I buff on a lathe that has variable speed control so I use whatever speed seems to suit me at the time ... I hate fiddling around adjusting pulleys when I have so many things and other stuff to fiddle with. (Dang, we need to be designed with three, maybe four hands! Eyes in the back of our heads would be good too!)

Have fun and experiment as see what the different results are. :biggrin: Just avoid any catches as that mandrel can and does fly quite well into glass windows or through walls ... no pictures please! A folded over towel under the turning area may be a nice landing pad just in case you do have a catch. Just keep the towel a long, long way from the spinning buffing wheels.


----------



## JimB (Aug 1, 2011)

If you go to the Beall site they recommend a slow motor 1725 RPM for 8" wheels for all buffing steps. If you are using smaller wheels or their bowl buffs they recommend the higher speed. They also have videos on buffing to help you out.


----------



## NewLondon88 (Aug 1, 2011)

sbwertz said:


> , but the mandrel has a 2" pulley and a different size arbor.  I would have to buy a different pulley to put on the mandrel.

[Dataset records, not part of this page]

PR #235, opened 2019-02-13
[PLATFORM-353] Port toggle export

timoxley:
As far as I can tell, there doesn't seem to be any way to toggle "export" for ports in the new designs.
i.e. 
image

Upcoming work with canvas custom module needs this ability.

This PR adds a port export toggle using the same system for toggling driving input/no repeat:

image
image

Once @mattatgit returns perhaps he will have a better idea. Perhaps it was intended as a right click menu.

### DIFF
--- a/app/src/editor/canvas/components/Ports.jsx
+++ b/app/src/editor/canvas/components/Ports.jsx
@@ -148,6 +148,8 @@ class PortOptions extends React.PureComponent {
     render() {
         const { port, canvas } = this.props
         const isRunning = canvas.state === 'RUNNING'
+        const isOutput = !port.acceptedTypes
+
         return (
             <div className={styles.portOptions}>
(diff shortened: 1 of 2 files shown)


mattatgit:
@timoxley i thought we had designed something for this (eg via right click menu), but perhaps we missed it. I really don't want to see multiple buttons on port hover like the old editor, so don't want this style mentioned here to be used, because it just makes the whole UI pointlessly complex. Anyway, we'll design something for it if there is nothing in the Abstract files.

timoxley:
@mattatgit yeah I thought there was a right-click menu as well.

rh-git:
Hi @juhah, @timoxley @mattatgit 

So, there is a design requirement for a right click menu, similar to the first screenshot above, of the old Editor?

image

Cheers, 

Ross

PR #236, opened 2019-02-13
[PLATFORM-354] Rename port

timoxley:
Adds ability to rename ports by double-clicking on them.


timoxley:
> though this will bring problems in the sub canvas module

@juhah in what way?

juhah:
@timoxley That we are finding the port named `canvas` from the list. Or is there a separate input name?

timoxley:
@juhah it only changes the `displayName`, the `name` stays set to "canvas"

PR #237, opened 2019-02-13
[PLATFORM-231] Variadic outputs

timoxley:
Adds support for variadic outputs e.g. `GetMultiFromMap`.


juhah:
@timoxley How to test this? What does the variadic port do, actually?

timoxley:
Ok there's some more work to do for input/output pairs but let's do that in another PR.

PR #238, opened 2019-02-13
[PLATFORM-252] SubCanvas Module

juhah:


app/src/editor/canvas/components/Ports.jsx
```diff
@@ -362,7 +362,14 @@ class PortValue extends React.Component {
     }
 
     onChange = (value, done) => {
-        this.props.adjustMinPortSize(String(value).length)
+        let label = value
+
+        // If select, update the size based the label instead of value
+        if (this.props.port.possibleValues) {
```
timoxley: 👍

app/src/editor/canvas/components/Ports.jsx
```diff
@@ -503,9 +511,16 @@ export default class Ports extends React.Component {
...
+        const portSize = Math.min(module.params.reduce((size, { value, defaultValue, possibleValues }) => {
+            // For select, figure out width based the on the label instead of value
+            let label = value || defaultValue
+
+            if (possibleValues) {
+                label = (possibleValues.find((option) => option.value === value) || {}).name || value
+            }
+
+            return Math.max(size, String(label).length)
+        }, Math.max(4, this.state.minPortSize)), 40)
```
timoxley: Can we get the label-based port-sizing logic into a method rather than duplicating?

app/src/editor/shared/components/modules/Canvas.jsx
```diff
@@ -0,0 +1,54 @@
...
+                    ref={this.subscription}
+                    module={module}
+                    onMessage={this.onMessage}
+                />
+                {isActive && currentCanvasPort && currentCanvasPort.value && (
+                    <Link
+                        className={styles.button}
+                        to={`${links.editor.canvasEditor}/${currentCanvasPort.value}`}
+                    >
+                        <button className={cx(styles.button, ButtonStyles.btn, ButtonStyles.btnPrimary)}>
```
timoxley: note that `button`s will emit a `submit` event unless they have a `type=button` attribute

app/src/editor/canvas/components/Ports.jsx
juhah: Yep, add a `getPortDisplayValueSize` method with 2 character padding for selects so the arrows don't hide the value.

I just picked up a couple of pulleys at the hardware store, they were $6 ea.


----------



## DozerMite (Aug 1, 2011)

With opinions, comes inaccuracy. :wink:


----------



## Chthulhu (Aug 1, 2011)

DozerMite said:


> With opinions, comes inaccuracy. :wink:



What I get a kick out of is the way the topics here always drift so far away from the original questions.


----------